## WHAT YOU ARE ASKED TO DO
Copy every line of the records below where the word "Step" occurs.

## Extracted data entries
^^^^^^^^

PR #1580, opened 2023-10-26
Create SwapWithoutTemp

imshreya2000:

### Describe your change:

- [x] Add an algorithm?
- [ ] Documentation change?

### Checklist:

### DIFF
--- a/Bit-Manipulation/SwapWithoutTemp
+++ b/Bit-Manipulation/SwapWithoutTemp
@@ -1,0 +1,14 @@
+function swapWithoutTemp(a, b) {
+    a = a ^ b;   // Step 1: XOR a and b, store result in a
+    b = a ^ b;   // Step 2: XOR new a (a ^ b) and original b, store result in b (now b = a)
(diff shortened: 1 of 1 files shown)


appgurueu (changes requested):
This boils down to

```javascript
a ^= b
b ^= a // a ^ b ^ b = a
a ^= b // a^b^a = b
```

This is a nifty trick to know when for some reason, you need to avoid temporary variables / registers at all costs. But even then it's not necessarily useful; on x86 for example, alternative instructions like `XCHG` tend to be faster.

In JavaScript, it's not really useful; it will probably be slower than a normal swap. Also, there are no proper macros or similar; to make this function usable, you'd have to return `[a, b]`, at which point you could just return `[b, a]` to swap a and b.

^^^^^^^^

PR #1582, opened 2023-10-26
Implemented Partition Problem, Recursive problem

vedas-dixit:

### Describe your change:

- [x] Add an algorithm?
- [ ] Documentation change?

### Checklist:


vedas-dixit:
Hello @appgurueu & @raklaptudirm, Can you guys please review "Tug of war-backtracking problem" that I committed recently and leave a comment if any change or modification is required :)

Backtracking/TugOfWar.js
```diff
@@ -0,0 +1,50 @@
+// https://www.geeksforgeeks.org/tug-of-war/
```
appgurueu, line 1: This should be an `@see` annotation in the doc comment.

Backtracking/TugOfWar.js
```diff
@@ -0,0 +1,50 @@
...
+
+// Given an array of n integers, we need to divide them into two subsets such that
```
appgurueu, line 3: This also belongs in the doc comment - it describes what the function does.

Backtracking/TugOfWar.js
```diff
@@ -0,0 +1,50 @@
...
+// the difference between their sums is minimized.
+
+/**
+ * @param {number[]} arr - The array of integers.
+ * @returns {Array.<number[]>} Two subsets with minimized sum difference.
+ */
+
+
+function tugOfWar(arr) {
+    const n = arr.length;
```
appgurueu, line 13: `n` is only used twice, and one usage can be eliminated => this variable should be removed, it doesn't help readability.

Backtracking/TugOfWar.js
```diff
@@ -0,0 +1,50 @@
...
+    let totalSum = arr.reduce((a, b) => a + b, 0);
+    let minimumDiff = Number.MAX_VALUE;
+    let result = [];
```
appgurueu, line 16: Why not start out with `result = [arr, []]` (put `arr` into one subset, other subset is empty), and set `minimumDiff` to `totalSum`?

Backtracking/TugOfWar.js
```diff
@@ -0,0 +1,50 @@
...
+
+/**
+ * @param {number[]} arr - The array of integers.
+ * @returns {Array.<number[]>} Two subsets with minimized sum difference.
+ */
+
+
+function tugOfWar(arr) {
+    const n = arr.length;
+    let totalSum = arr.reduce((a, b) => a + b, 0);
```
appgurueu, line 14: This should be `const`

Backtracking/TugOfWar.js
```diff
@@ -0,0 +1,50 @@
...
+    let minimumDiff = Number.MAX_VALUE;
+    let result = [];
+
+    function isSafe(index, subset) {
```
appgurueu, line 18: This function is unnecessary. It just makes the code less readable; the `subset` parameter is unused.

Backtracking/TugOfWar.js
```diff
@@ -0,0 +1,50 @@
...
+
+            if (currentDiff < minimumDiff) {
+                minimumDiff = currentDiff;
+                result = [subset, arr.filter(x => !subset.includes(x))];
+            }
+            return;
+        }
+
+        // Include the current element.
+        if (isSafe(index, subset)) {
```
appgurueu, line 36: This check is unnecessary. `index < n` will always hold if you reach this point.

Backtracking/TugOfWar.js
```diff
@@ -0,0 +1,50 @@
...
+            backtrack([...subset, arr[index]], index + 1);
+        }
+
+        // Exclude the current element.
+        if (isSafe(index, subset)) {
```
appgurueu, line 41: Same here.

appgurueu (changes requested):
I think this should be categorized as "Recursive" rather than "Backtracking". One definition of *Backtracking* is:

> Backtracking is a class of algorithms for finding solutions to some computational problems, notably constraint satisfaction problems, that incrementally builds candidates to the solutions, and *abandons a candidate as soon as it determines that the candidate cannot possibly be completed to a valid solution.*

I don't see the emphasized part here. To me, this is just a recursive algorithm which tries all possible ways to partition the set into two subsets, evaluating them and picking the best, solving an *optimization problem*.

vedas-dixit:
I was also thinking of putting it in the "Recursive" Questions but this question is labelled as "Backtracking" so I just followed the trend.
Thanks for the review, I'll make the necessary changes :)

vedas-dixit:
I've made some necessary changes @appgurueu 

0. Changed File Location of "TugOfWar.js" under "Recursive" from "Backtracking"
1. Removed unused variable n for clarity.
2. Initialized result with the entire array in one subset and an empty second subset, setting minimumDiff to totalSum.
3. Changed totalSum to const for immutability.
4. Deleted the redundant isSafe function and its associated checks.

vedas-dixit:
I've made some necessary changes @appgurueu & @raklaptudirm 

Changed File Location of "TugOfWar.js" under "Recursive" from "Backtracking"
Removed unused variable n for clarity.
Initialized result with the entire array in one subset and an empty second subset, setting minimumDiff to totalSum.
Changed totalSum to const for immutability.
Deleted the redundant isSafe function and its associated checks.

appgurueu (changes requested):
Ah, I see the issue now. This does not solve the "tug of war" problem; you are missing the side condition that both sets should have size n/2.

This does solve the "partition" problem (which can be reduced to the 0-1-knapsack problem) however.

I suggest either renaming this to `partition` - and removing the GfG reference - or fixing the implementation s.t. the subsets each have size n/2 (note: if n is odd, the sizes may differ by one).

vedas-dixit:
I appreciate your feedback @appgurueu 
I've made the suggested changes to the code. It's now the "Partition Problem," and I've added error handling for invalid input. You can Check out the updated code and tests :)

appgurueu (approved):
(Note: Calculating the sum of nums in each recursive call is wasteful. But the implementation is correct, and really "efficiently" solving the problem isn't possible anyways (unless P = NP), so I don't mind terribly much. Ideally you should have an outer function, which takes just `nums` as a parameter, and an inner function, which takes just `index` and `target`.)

^^^^^^^^

## RESULT FOR THIS EXERCISE
+    a = a ^ b;   // Step 1: XOR a and b, store result in a
+    b = a ^ b;   // Step 2: XOR new a (a ^ b) and original b, store result in b (now b = a)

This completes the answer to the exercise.